**** INFORMATION PROVIDED ****

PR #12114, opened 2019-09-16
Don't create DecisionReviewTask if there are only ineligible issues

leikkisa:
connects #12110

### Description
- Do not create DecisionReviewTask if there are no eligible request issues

****

WHAT TO PRODUCE
Find "DecisionReviewTask" in the preceding records. Copy each line that holds it.

SOLUTION FOR THIS TASK
Don't create DecisionReviewTask if there are only ineligible issues
- Do not create DecisionReviewTask if there are no eligible request issues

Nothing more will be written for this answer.